Shana J. Brown, University of Hawai‘i, Mānoa

Brown, Shana J. "Transcultural, Resistant, Everyday: New Photographic Histories of China and Japan." Cross-Currents: East Asian History and Culture Review (e-journal) 26: 78–86. https://cross-currents.berkeley.edu/e-journal/issue-26/brown.


Luke Gartlan and Roberta Wue, eds. Portraiture and Early Studio Photography in China and Japan. New York: Routledge, 2017. 252 pp. $150 (cloth).

David Odo. The Journey of “A Good Type”: From Artistry to Ethnography in Early Japanese Studies. Cambridge, MA: Peabody Museum Press, Harvard University, 2015. 144 pp. $45 (cloth).

Kerry Ross. Photography for Everyone: The Cultural Lives of Cameras and Consumers in Early Twentieth-Century Japan. Stanford, CA: Stanford University Press, 2015. 256 pp. $85.00 (cloth), $25 (paper/e-book).

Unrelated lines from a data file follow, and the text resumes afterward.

PR #67, opened 2026-05-08
Happy pass of v2.2.0

ljtucker:
## Summary

Fixes must-support test failures in the v2.2.0 (and v2.0.1) server and client suites.

### Infrastructure
- **New `PASMustSupportMetadataExtractor` override** — handles non-MS parent slices with MS children (`optional_slices` mechanism), fixes `fixedBoolean: false` discriminator matching, normalises FHIRPath discriminator paths, and adds a `save_pattern_slice` override for `patternIdentifier.type.coding` slices (Organization PI identifier)
- **`pas_bundle_validation.rb`** — fixes `find_profile_url` comparison bug and adds v2.2.0 `meta.profile`-aware profile selection for submit Claim entries
- **`validator_suppressions.rb`** — 7 new suppressions for IG context declaration defects (see IG Discrepancies section in attached doc)
- Regenerated all metadata YAMLs; updated `must_support_data_gathering.rb` and `must_support_test.rb` to use the new optional-slices path

### Server Suite — v2.2.0
Preset fixes for tests 3.1.2.01–3.1.2.11, 3.2.1.01, and all workflow payloads: NPI corrections, PractitionerRole telecom, subscription resource updates, Coverage MS elements, Encounter MS elements, Organization PI identifier, Claim.related (must-support preset), and a heavily corrected inquire request bundle.

### Client Suite — v2.2.0
- `response_generator.rb` — new `build_mock_communication_request`, `build_mock_practitioner`, `build_mock_practitioner_role`, `build_mock_task` methods; ClaimResponse extended with ~20 missing v2.2.0 MS elements
- Preset: `ClaimResponse.outcome` `queued` → `complete` for pended response

### Still Failing (known, unresolvable)
| Tests | Reason |
|---|---|
| 3.1.2.04 / 10.2.04 and 3.2.2.03 / 10.6.03 | inferno_core `find_required_binding_slice` bug — unexpandable X12 valueset produces `values: []`; Coverage slice never matched |
| 3.1.3.02 / 10.4.02 and 3.2.3.02 / 10.7.02 | IG discrepancies #6–#8: `extension:authorizedProvider`, `addItem` extensions, `reviewActionCode` have context declarations that contradict their must-support placement in the ClaimResponse profile |

### v2.0.1
Preset corrections for submit/inquire Claim Update, Coverage, and Encounter tests; `response_generator.rb` parity fixes.

## Detailed Documentation
You can read a full breakdown of the changes in this PDF: [pas-get-passing-changes.pdf](https://github.com/user-attachments/files/28023186/pas-get-passing-changes.pdf)


lib/davinci_pas_test_kit/client/response_generator.rb
karlnaden, line 1: In general, I'd prefer to demonstrate must support coverage via mocked responses in a preset rather than making the mocked responses returned by Inferno more complicated. See some context for the response mocking [here in the wiki](https://github.com/inferno-framework/davinci-pas-test-kit/wiki/Client-Details#responses): the upshot is that the mocked stuff should be simple, conformant, based very closely on PAS IG examples, and not expected to cover all must supports.

My primary worry with complicating the mocked examples with lots of extra stuff is making them increasingly non-sensical and so not usable. In contrast, a non-sensical preset that we use for internal testing of the suites against each other feels to me less problematic.

Do you think any of the changes you made in here meet the criteria of "simple, conformant, and based very closely on PAS IG examples". If not, my recommendation would be to update the presets to return the more complex responses to cover must support elements and keep the mocking stuff as it was.

lib/davinci_pas_test_kit/cross_suite/generated/v2.2.0/claim_update/metadata.yml
```diff
@@ -323,6 +323,21 @@
...
+    :discriminator:
+      :type: type
+      :code: Period
+  - :slice_id: Claim.supportingInfo:AdmissionDates.timing[x]:timingPeriod
+    :slice_name: timingPeriod
+    :path: supportingInfo.timing[x]
+    :optional: true
+    :discriminator:
+      :type: type
+      :code: Period
```
karlnaden: Why are these considered optional_slices? Looks like maybe they are an oddity in the [2.2.1 profiles](https://hl7.org/fhir/us/davinci-pas/2.2.1/en/StructureDefinition-profile-claim-inquiry.html)? Seems like the "optional_slices" stuff is only really used for v2.0.1, do I have that right?

lib/davinci_pas_test_kit/cross_suite/must_support/must_support_test.rb
karlnaden, line 1: Did you mean to remove the X12 and data absent reason special case handling that abhi added?

lib/davinci_pas_test_kit/cross_suite/generated/v2.0.1/claim_inquiry/metadata.yml
```diff
@@ -87,47 +87,7 @@
...
     :url: http://hl7.org/fhir/us/davinci-pas/StructureDefinition/extension-reviewActionCode
     :modifier_extension: false
-  :slices:
-  - :slice_id: Claim.careTeam:OverallClaimMember
-    :slice_name: OverallClaimMember
-    :path: careTeam
-    :discriminator:
-      :type: value
-      :values:
-      - :path: extension.where(url='http://hl7.org/fhir/us/davinci-pas/StructureDefinition/extension-careTeamClaimScope').valueBoolean
```
karlnaden, line 97: I don't want to dig too deep into v2.0.1 issues at this time since it does not need to be our current focus, but I noticed that some of the slices aren't getting transferred over to the `optional_slices` list such as this "Claim.careTeam:OverallClaimMember" and that "Claim.careTeam:ItemClaimMember". Does that mean that this [must support extensions](https://github.com/inferno-framework/davinci-pas-test-kit/blob/d4768351661df7041f6cc3bcd17bf7786e84a371/lib/davinci_pas_test_kit/cross_suite/generated/v2.0.1/claim_inquiry/metadata.yml#L46C10-L46C72) at "Claim.careTeam:OverallClaimMember.extension:careTeamClaimScope" and "Claim.careTeam:ItemClaimMember.extension:careTeamClaimScope" aren't going to be able to checked because they are missing navigation information in the `optional_slices` list? Or is there another mechanism for supporting that navigation?

karlnaden (changes requested):
A few initial questions and reactions.

lib/davinci_pas_test_kit/cross_suite/generated/v2.2.0/claim_inquiry/metadata.yml
```diff
@@ -38,87 +38,87 @@
     :modifier_extension: false
   - :id: Claim.extension:levelOfServiceType
     :path: extension
-    :url: http://hl7.org/fhir/us/davinci-pas/StructureDefinition/extension-levelOfServiceCode
+    :url: http://hl7.org/fhir/us/davinci-pas/StructureDefinition/extension-levelOfServiceCode|2.2.0
```
karlnaden: Some pas extension canonical URLs now have a version added to them while some do not. Questions:
- What is causing the version to be specified. Is it from something you added explicitly, or is it coming from core code updates?.
- Is the version needed for some check we're doing? I think that Abhi recently updated navigation to [ignore the version part of the canonical](https://github.com/abhinandan2012/inferno-core/blob/main/lib/inferno/dsl/must_support_assessment.rb#L341), so it would need to be something other than the navigation hat needs it.
- it looks like the version isn't getting specified when there are not multiple versions, but that's hard to tell, so if we're going to keep it there, it should always be there.

lib/davinci_pas_test_kit/cross_suite/pas_bundle_validation.rb
```diff
@@ -197,6 +197,19 @@ def validate_resources_conformance_against_profile(bundle, profile_url, version,
...
+        # (workflow bundles use profile-claim; must-support bundles use profile-claim-update).
+        if version == '2.2.0' && %w[submit submit_request].include?(request_type) &&
+           root_entry.resource.resourceType == 'Claim'
+          meta_profiles = Array(root_entry.resource.meta&.profile)
+          base_claim_url = 'http://hl7.org/fhir/us/davinci-pas/StructureDefinition/profile-claim'
+          if meta_profiles.include?(base_claim_url) && !meta_profiles.include?(root_resource_profile_url)
+            root_resource_profile_url = base_claim_url
+          end
+        end
+
```
karlnaden: The validator will perform any validation against (loaded) profiles indicated in meta.profile. However, we do want to update our code to choose the correct profile that we specify. Let's do that by looking at the related element - it is required for `profile-claim-update` and disallowed fro `profile-claim`. In the future, the test being run may indicate which type it should be, but let's start here.

lib/davinci_pas_test_kit/cross_suite/validator_suppressions.rb
```diff
@@ -140,7 +140,23 @@ module DaVinciPASTestKit
...
+      'extension-productOrServiceCodeEnd is not allowed to be used at this point',
+      # IG defect: extension-infoChanged and modifierextension-infoCancelled context only lists Claim.item,
+      # but profile-claim-base marks them must-support on Claim.supportingInfo as well
+      'extension-infoChanged is not allowed to be used at this point',
+      'modifierextension-infoCancelled is not allowed to be used at this point',
+      # The IG's own PASClaimInquiryExample uses HCPCS code B4184. When the validator checks against
+      # a specific published version of the HCPCS code system (e.g. 2025-01), it reports the code as
+      # unknown because that version snapshot may not include every HCPCS code. Suppressed: the code
+      # is valid per the IG and the code system version mismatch is a validator environment issue.
+      %r{Unknown code .+ in the CodeSystem 'http://www\.cms\.gov/Medicare/Coding/HCPCSReleaseCodeSets'}
```
karlnaden: I think we should resolve this error rather than suppressing it. Let's create a ticket and do so elsewhere

lib/davinci_pas_test_kit/generator/pas_must_support_metadata_extractor.rb
```diff
@@ -1,6 +1,250 @@
...
+  #  that simplifies checking for MustSupport elements.
+  # MustSupport elements may be either plain elements, extensions, or slices.
+  # This logic was originally developed for the US Core Test Kit and has been migrated into Inferno core.
   class PASMustSupportMetadataExtractor < Inferno::DSL::MustSupportMetadataExtractor
+    # Override save_pattern_slice to handle patternIdentifier slices that discriminate on
+    # identifier.type.coding (e.g. Organization.identifier:PI) rather than identifier.system.
+    # inferno_core only extracts .system from patternIdentifier, leaving it nil for type-coded
+    # slices, which causes find_pattern_identifier_slice to never match at runtime.
+    # When patternIdentifier.type.coding is present, emit a patternCodeableConcept discriminator
+    # on path 'type' instead, which inferno_core CAN navigate at runtime.
```
karlnaden, line 14: Is there a more general fix for this that could be added to the core handling? Or is this truly a special case for PAS?

karlnaden (changes requested):

lib/davinci_pas_test_kit/cross_suite/generated/v2.0.1/claim_inquiry/metadata.yml
ljtucker: https://acrosystemsinc.atlassian.net/browse/ID-140 I have added this Jira ticket to the backlog so we can wrap up happy pass work for v2.0.1 in a separate PR

ljtucker: although you were right to note this particular deletion as a regression -- this was meant to be moved to an optional_slice but was instead fully dropped. Corrected this

lib/davinci_pas_test_kit/cross_suite/must_support/must_support_test.rb
ljtucker: That was not supposed to be removed... I have reverted this deletion

lib/davinci_pas_test_kit/cross_suite/generated/v2.2.0/claim_update/metadata.yml
ljtucker: Optional_slices is necessary here due to a limitation in inferno_core. We will get this issue resolved there, and once done we can roll back optional_slices implementation in this kit

lib/davinci_pas_test_kit/cross_suite/generated/v2.2.0/claim_inquiry/metadata.yml
ljtucker: Root cause: a stale override in our PASMustSupportMetadataExtractor.

The `must_support_extensions` and `must_support_extension_elements` methods were overridden in our extractor. That override was written to match inferno_core 1.1.x, which didn't strip version suffixes from extension profile URLs. When the project bumped to inferno_core 1.2.1, the base class gained canonical_url_without_version (which does `url.split('|').first` — but our override, having no super call, kept reading `element.type.first.profile.first` directly, bypassing that stripping.

Solution is to remove the custom override classes and use the ones directly from inferno core now that Abhi's changes handle everything our overrides did and more.

lib/davinci_pas_test_kit/cross_suite/validator_suppressions.rb
ljtucker: Ticket written and suppression reverted: https://acrosystemsinc.atlassian.net/browse/ID-141

lib/davinci_pas_test_kit/generator/pas_must_support_metadata_extractor.rb
ljtucker: I agree, the following functions would benefit more kits than just PAS, so they would be worth migrating to inferno_core:

- save_pattern_slice
  - What to extract: The patternIdentifier.type.coding handling logic (lines 13-25)
  - How: Merge this logic into inferno_core's existing save_pattern_slice method
- take_discriminator_step
  - What to extract: The elsif step_path.include?(' as ') branch (lines 67-76) that handles FHIRPath cast syntax
  - How: Add this branch to inferno_core's discriminator path navigation (if take_discriminator_step exists there) or create it if it doesn't exist
- find_element_by_discriminator_path
  - What to extract: This entire helper method (lines 42-51)
  - How: Check if inferno_core already has this; if not, add it as a general utility; if yes, ensure it uses the enhanced take_discriminator_step
- value_slices
  - This override does not need to be migrated, but will just become redundant once the above are migrated, so it can be deleted from PAS at the conclusion of this work

I do not want the merge conflicts to pile up on this PR while we work on inferno_core, so I have spun up a tech debt ticket to address this once this PR is merged: https://acrosystemsinc.atlassian.net/browse/ID-144

lib/davinci_pas_test_kit/client/response_generator.rb
ljtucker: A few of the changes to the generator I do think were worth adding as they provided useful and sensible additions to the responses, but a large chunk were more complicated than the generator should be producing, just to prove Must Support compliance. I have removed a chunk and instead set up a preset response for the $inquire Must Support group.

lib/davinci_pas_test_kit/generator/must_support_test_generator.rb
karlnaden, line 1: Changes to this file are related to `optional_slices`, so should be rolled back.

lib/davinci_pas_test_kit/cross_suite/pas_bundle_validation.rb
```diff
@@ -665,15 +678,39 @@ def extract_base_url(absolute_url)
...
+    # @param version [String] The IG version (e.g. '2.2.0').
+    # @param claim [FHIR::Claim] The Claim resource to inspect.
+    # @return [String] The profile URL to validate against.
+    def determine_claim_submit_profile_url(version, claim)
+      return PASConstants::CLAIM_PROFILE unless version == '2.2.0'
+
+      if claim.related.blank?
+        'http://hl7.org/fhir/us/davinci-pas/StructureDefinition/profile-claim'
+      else
+        PASConstants::CLAIM_PROFILE
```
karlnaden: extract to a constant for use in all locations referencing. The naming of the `CLAIM_PROFILE` constant is unfortunate (should be `CLAIM_UPDATE_PROFILE`), but I don't think we want to do that refactor here, so maybe `CLAIM_PROFILE_FIRST_SUBMIT`? It can be updated when we refactor the other one.

lib/davinci_pas_test_kit/client/response_generator.rb
```diff
@@ -249,7 +249,49 @@ def build_mock_claim_response(claim, request_bundle, root_url, operation, decisi
...
+        # v2.2.0 removed 'queued' from ClaimResponseOutcome ValueSet; pended status is
+        # conveyed via item.extension:reviewActionCode instead.
+        outcome: decision == :pended && ig_version != 'v2.2.0' ? 'queued' : 'complete',
+        preAuthPeriod: FHIR::Period.new(
+          start: timestamp.strftime('%Y-%m-%d'),
+          end: (timestamp + 1.month).strftime('%Y-%m-%d')
+        ),
+        communicationRequest: [
+          FHIR::Reference.new(display: 'Mock Communication Request')
+        ],
```
karlnaden: I don't think we want to have a display-only reference in the generated data and I don't think we want to create a full CommunicationRequest, so remove.

lib/davinci_pas_test_kit/client/response_generator.rb
```diff
@@ -249,7 +249,49 @@ def build_mock_claim_response(claim, request_bundle, root_url, operation, decisi
...
+        error: [
```
karlnaden: I don't think we want errors in the basic response that Inferno generates. Remove.

lib/davinci_pas_test_kit/client/response_generator.rb
```diff
@@ -315,9 +357,84 @@ def build_mock_bundle(claim_response, request_bundle, root_url, operation, times
...
       response_bundle.entry.concat(referenced_entities(claim_response, request_bundle.entry, root_url))
+
+      if ig_version == 'v2.2.0'
+        practitioner = build_mock_practitioner
+        pract_full_url = "urn:uuid:#{practitioner.id}"
+        response_bundle.entry << FHIR::Bundle::Entry.new(fullUrl: pract_full_url, resource: practitioner)
+
+        practitioner_role = build_mock_practitioner_role(pract_full_url)
+        pract_role_full_url = "urn:uuid:#{practitioner_role.id}"
+        response_bundle.entry << FHIR::Bundle::Entry.new(fullUrl: pract_role_full_url, resource: practitioner_role)
```
karlnaden: Is this PractitionerRole referenced anywhere? I don't see its id being added anywhere. It should be referenced if it is going to be included in the mocked response.

lib/davinci_pas_test_kit/generator/pas_must_support_metadata_extractor.rb
karlnaden: good plan

karlnaden (changes requested):

karlnaden (approved):
With two small changes, I was able to get a complete pass:
- extension "wrong location" errors had a version on my run (maybe related to the updated validator version?) so I updated the message suppression to allow that
- There was a terminology error on a deprecated HCPCS code in the presets that I replaced with a current code

I was a little surprised that we had a complete pass without some of the proposed changes to inferno-core - did those end up only being needed for 2.0.1, or are there 2.2.1 inputs that would trigger some known failures? Either way, I think we have the tickets to fix the additional issues, so this one is good to go assuming you're ok with my updates.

Download Review Essay (285.92 KB)

Transcultural, Resistant, Everyday: New Photographic Histories of China and Japan

Only a few decades ago, the study of East Asian photography was still in its beginning stages. Older survey works tended to foreground the work of European photographers like John Thomson (1837–1921), Felice Beato (1832–1909), and Raimund von Stillfried (1839–1911). This focus was due in part to the understanding that, as Terry Bennett noted in his History of Photography in China, 1842–1860, “photographic activity in China before 1861 was conducted almost entirely by foreigners,” and for decades after the introduction of the technology there were only a few locally owned studios in operation (2010, ix). In Japan, there were Japanese-owned photography studios in Yokohama by the 1860s; but even so, as Luke Gartlan notes in the volume he edited with Roberta Wue, Portraiture and Early Studio Photography in China and Japan (reviewed later in this essay), foreign photographers remained active (2017, 17).

The presence of foreign-owned photographic studios in Asia does not fully explain the popularity of academic studies of foreign photographers, however; rather, this discursive dominance is at least partly due to the appeal of the romantic narratives that were spun in regard to early European photographers in East Asia. As noted by Wue and Gartlan (himself the author of a 2015 monograph on Stillfried),

It is not surprising that European and American collections of historical images of Asia often featured the works of Western photographers, thus fostering a vision of Asian photography centered on the intrepid figure of the Western photographer revealing the exotic East to audiences back home. The appeal of these narratives has been nearly irresistible, and the recurrent themes that flavor such accounts, including the ideals of the photographer as auteur and explorer, creator of photographic masterpieces that illuminate foreign lands and peoples, as well as visual record-keeper for traditional cultures and distant nations, have been difficult to shift. (2)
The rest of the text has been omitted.